HALIFAX, NOVA SCOTIA - Journalist and political scientist Thomas Ricks, paraphrasing the poet Allen Ginsberg, wrote in Foreign Policy magazine 11 years ago, "I see the best minds of my generation studying counterinsurgency."
Another analyst assessing the growing awareness of the threat of climate change today might be inclined to write, "I see the best minds of my generation studying natural disaster response."
Military and political leaders from around the world gathered November 19-21 for an annual meeting in eastern Canada known as the Halifax International Security Forum. As it was a year ago, China was high on the minds of the participants, but a new topic also captured much of the attention - climate change and how to deal with the increasingly severe natural disasters that accompany it.

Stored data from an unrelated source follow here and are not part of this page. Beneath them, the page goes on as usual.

PR #1018, opened 2019-08-04
Richies bowling challenge

richieganney:


README.md
```diff
@@ -1,3 +1,28 @@
+Bowling Challenge - Richie Ganney
+=================
+
+# User stories
```
willhowes: Like the user stories. Nice and clear what the program needs to do.

public/src/Frame.js
```diff
@@ -0,0 +1,24 @@
+function Frame(){
```
willhowes: Good use of Javascript's constructor function to have separate objects for Frame and Scorecard. Means you are complying with SRP and code is nice and readable.

public/src/Frame.js
```diff
@@ -0,0 +1,24 @@
...
+  this._allFrames = []
```
willhowes: like the use of the private variable convention for ```_.allFrames```

public/src/Frame.js
```diff
@@ -0,0 +1,24 @@
...
+};
+
+Frame.prototype.rollOneToNine = function(rollOne, rollTwo) {
```
willhowes: The functions for this class are nice and clear

public/src/ScoreCard.js
```diff
@@ -0,0 +1,73 @@
...
+// change this so that the array isn't merged
+ScoreCard.prototype.strikes = function(arr) {
+  return arr.map(function(item, index){
+    if(item[0] === (10) && item.length < 3){
+     return item.concat(arr[index+1])
+  } else {
+     return "no"
+  }
+}).map(function(item, index) {
+  return item !== "no" ? item.reduce(function(a,b){return a+b}) : item;
```
willhowes: learned some new JS methods reading this ```reduce``` and ```concat```. Nice.

PR #1022, opened 2019-08-05
Genny Bowling Challenge

gennyallcroft:


src/Game.js
```diff
@@ -0,0 +1,48 @@
...
+  this.is_a_spare = false;
+  this.frame_count = 0;
+};
+
+Game.prototype.total_score = function(roll1, roll2) {
+  this.add_to_score(roll1, roll2);
+  return this._total_score;
+};
+
+Game.prototype.frame_score = function(roll1, roll2) {
```
ckettell: When rolling a strike, I get a NaN when leaving the second roll empty. Could add a default parameter of 0 for roll 2?

interface.js
```diff
@@ -0,0 +1,204 @@
...
+    frame2_roll1 = Number(roll1_input);
+  })
+
+  $('#frame2_roll2').change(function() {
+    roll2_input = $('#frame2_roll2').val();
+    frame2_roll2 = Number(roll2_input);
+  })
+
+  $('#frame2').click(function() {
+    game.frame_score(frame2_roll1, frame2_roll2);
```
ckettell: Could may add a condition in here which stops the frame's score exceeding 10. Butttttt, I do think there would be better ways to do this!

src/Game.js
```diff
@@ -0,0 +1,48 @@
+function Game() {
+  this._total_score = 0;
+  this._frame_score = 0;
```
ckettell: Because you have frame score, you might be able to write a function which checks if the frame score is 10 and if it is a strike. Means you would be able to increase the number of goes you get from the bonus

src/Game.js
```diff
@@ -0,0 +1,48 @@
...
+  this.is_a_strike = false;
+  this.is_a_spare = false;
+  this.frame_count = 0;
+};
+
+Game.prototype.total_score = function(roll1, roll2) {
```
ckettell: Small thing which will seem incredibly pedantic! In JS, they use camelCase instead of underscores_for_functions

src/Game.js
gennyallcroft: completely agree! I also wanted to have the second roll to adapt to the first one so you couldn't roll more than 10 in one frame.

interface.js
gennyallcroft: agree! Was thinking of just restricting it in the front end

src/Game.js
gennyallcroft: good point!

src/Game.js
gennyallcroft: yes! have slightly ignored the strike on the 10th frame - was thinking I could just have something clever on the front end but didn't get that far - agree a function would have worked better!

PR #1060, opened 2019-10-20
Incomplete

melvinlau:
Bonuses due to 'strike' and 'spare' occasions have not been dealt with.
HTML display needs to be fixed to show the result table rows correctly.
I was hoping to store the game results in a JS object called this.frames, which seems to log the number of knocked down pins at each roll.
Better luck next weekend.


melvinlau:
Outstanding tasks:
- Deal with how to process 10th frame bonus rounds
- Refine the function to update results dynamically on HTML page
- Validate the user input; limit no. of pins that can be knocked down
- A better user interface

PR #1076, opened 2019-11-15
rob baile - pull request

robbaile:
This code is not 100% working but this is where I got up to.


README.md
```diff
@@ -2,76 +2,27 @@
...
 
+## SETUP 
 
-* Challenge time: rest of the day and weekend.
-* Feel free to use google, your notes, books, etc. but work on your own
-* If you refer to the solution of another coach or student, please put a link to that in your README
-* If you have a partial solution, **still check in a partial solution**
-* You must submit a pull request to this repo with your code by 9am Monday week
+* Clone the project into a folder of your choice
+* Run 'npm install' to install relevant npm packages
```
david-mears: In fact, I found I had to run npm install in two places: the root directory, and then also in client. When I had only run npm install in the root directory, I got:

```
$ cd client
$ npm start

> client@0.1.0 start /Users/david/makers_apprenticeships/assessments/bowling-challenge/client
> react-scripts start

sh: react-scripts: command not found
```

I notice you have package.jsons at two levels: in the 'client' folder and in the root directory. So I now have two node_modules folders. Ideally these dependencies would be all managed in one place, as I'm sure you know. And I see there are two copies of 'bowling.js', one for the client and one for the tests; again, it would be good to only need to change one file to change one thing.

client/src/lib/bowling.js
```diff
@@ -0,0 +1,71 @@
+class Bowling {
```
david-mears: I want to query this name as being a little vague. A class called Bowling might represent the game, the bowling alley, or something else.

client/src/lib/bowling.js
```diff
@@ -0,0 +1,71 @@
...
+    isAStrike() {
+        return this.rolls[this.rollsIndexPosition] === 10;
+    }
+
+    isASpare() {
+        return (this.rolls[this.rollsIndexPosition] + this.rolls[this.rollsIndexPosition + 1]) === 10;
+    }
+
+    isLastFrame() {
+        return this.frame === 10;
```
david-mears: I'm pretty sure that you are zero-indexing, so the last frame of 10 frames will be index 9. This broken logic would prompt another test to be written.

client/src/lib/bowling.js
```diff
@@ -0,0 +1,71 @@
...
+    }
+
+    calculateScore() {
+        while (this.rollsIndexPosition < this.rolls.length - 1 && this.frame < 10) {
+            this.calculateRollScore();      
+            // console.log(`frame: ${this.frame} index: ${this.rollsIndexPosition} score: ${this.score}`) 
+        }
+    };
+
+    calculateRollScore() {
```
david-mears: The logic in this method is hard to understand, probably due to the nesting of conditionals. I couldn't work out what rollsIndexPosition was tracking. If you extracted a class `Frame` which stored its rolls, I think this logic would be simpler.

spec/gameSpec.js
```diff
@@ -0,0 +1,133 @@
...
+        it('should have a score added to the rolls array when a roll is made', () => {
+            bowling.roll(5)
+            expect(bowling.rolls[0]).toEqual(5)
+        });
+
+        it("should not be able to roll a negative number", () => {
+            expect(() => bowling.roll(-2)).toThrow("roll must be between 0 and 10");
+        });
+
+        it("should not be able to roll a number bigger than 10", () => {
```
david-mears: Good testing for edge cases.

spec/gameSpec.js
```diff
@@ -0,0 +1,133 @@
...
+        })
+        
+        it("test a strike in the last frame gets a two roll bonus that is counted once", () => {
+            let rolls = [0, 0, 0, 0, 0, 0, 0, 0, 0, 0, 0, 0, 0, 0, 0, 0, 0, 0, 10, 7, 1];
+            rolls.map(roll => bowling.roll(roll));
+
+            expect(bowling.getScore()).toEqual(18); 
+        });
+
+        it("test rolling a spare with the two roll bonus does not get a bonus roll", () => {
```
david-mears: I'm not sure this test is sufficient to prove what it's meant to. I think we'd need to see that adding another roll to `rolls` on line 106 either doesn't change the score calculation or throws an error.

david-mears:
Generally a good implementation, and a clean React UI :)

I think the complexity of the logic demands that you extract out another class. You can check some example solutions to see how that could work: https://github.com/makersacademy/bowling-challenge/blob/master/docs/review.md#example-solutions

PR #1081, opened 2019-11-18
David's Bowling-Challenge

DMartinBGL:


david-mears:
Decent MVP, good tests and TDD.

david-mears:
Good idea to separate the ScoreCard and the Frame functionality into those classes.

src/frame.js
```diff
@@ -0,0 +1,16 @@
+class Frame {
+  constructor() {
+    this.bowlsLeft = 2;
+  }
+
+  bowl() {
+   if (this.isFrameOver) {
+     return;
+   }
+   return this.bowlsLeft -= 1;
```
david-mears: Why should the `bowl` method be returning anything?

PR #1099, opened 2019-11-25
first commit - should have done in earlier

edcourage:
Had to restart!!! this was wasn't going anywhere!


edcourage:
Bit late but logic is now complete!

PR #1148, opened 2020-03-27
Rita: added .travis.yml

lxierita:


app.rb
```diff
@@ -0,0 +1,10 @@
+require 'sinatra'
+
+class Scorecard < Sinatra::Base
+
+	get "/" do 
+		File.read(File.join('./', 'index.html'))
```
lindseydew: Nice use of a server here!

PR #1150, opened 2020-03-29
Bowling Challenge

jarasmar:
Basic specifications implemented in backend. The front end is not fully connected to the back end, it fills a chart generating random rolls for every frame, keeps the score of the whole game but doesn't add any bonus points.


KG700:
I really like how your's looks and your Game.js code is really tidy and DRY. In your interface.js I you could try modifying your frame methods to use classes rather than ids and see if you can combine them into one method with string interpolation.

The issue was more than theoretical. As the national security chiefs and theorists met on the Atlantic seaboard, military units were being deployed on Canada's Pacific coast to cope with record-breaking rainfall and flooding that drove thousands from their homes and isolated the region's largest city, Vancouver.
Flooding from hurricane
The flooding offered a stark reminder for those who attended the last in-person Halifax forum in 2019, when Canadian troops were still helping clean up from a hurricane that brought lasting damage to Halifax, including the collapse of a construction crane that lodged against a high rise and took months to remove.
Canada's new defense minister, Anita Anand, delivered the opening lecture at this year's forum, which included a panel dedicated to natural disasters, "Fires and Landslides and Droughts, Oh My!" In her remarks, Anand recited a list of recent events in which Canadian forces had been deployed to cope with natural disasters and the coronavirus pandemic.
Onno Eichelsheim, the Dutch defense chief and a general in the Netherlands Armed Forces, spoke passionately as member of the natural disasters panel about the ways in which climate change threatens the Netherlands, a country highly vulnerable to rising sea levels.
A U.S. Senate delegation consisting of Jeanne Shaheen, D-N.H., James Risch, R-Idaho, Tim Kaine, D-Va., Chris Coons, D-Del., Roger Wicker, R-Miss., and Joni Ernst, R-Iowa, speaks at the Halifax International Security Forum. (Jay Heisler/VOA)
"Natural disaster response is already here," Eichelsheim told VOA afterward. "It's something our military are used to doing, if you look at our Caribbean element of our kingdom." The Netherlands embraces three Caribbean islands - Aruba, Curacao, and Saint Maarten.
"Our military is ready" for natural disaster deployments, Eichelsheim added. "We equip them, we train them. ... Probably, we will start doing this more and more and more. The question is, do we have the capacity to do this?"
U.S. Senator Jim Risch, a former commander of the Idaho National Guard, said in an interview that the ability and willingness to use the military to respond to natural disasters varies from country to country.
"Every government is different. Their agencies are different. Some may be very used to doing responses to emergencies and some may not," he said. "Our U.S. system, our federal military is not as engaged in that as defending the country, whereas the national guards are."
Space Force role
Nevertheless, the newest branch of the U.S. military, the Space Force, or USSF, sees a role for itself in monitoring for and responding to natural disasters, which are growing in frequency and severity as the world's climate warms.
"The USSF collaborates globally with partners to develop technology, share data, and provide warning of potential disaster," said a statement provided by a Space Force spokesperson in response to questions from VOA. "We are especially focused on developing an architecture for Space Based Environmental Monitoring to support the Department of the Air Force's strategy for the Arctic region."
Defense One technology editor Patrick Tucker said in an interview that world leaders are coming to appreciate that climate change will be a large part of their future security calculations, alongside such issues as new technologies, supply chain management and the rise of China.
"I do think it's good that people are beginning to understand that climate change is going to be a factor in virtually every national security discussion," Tucker said.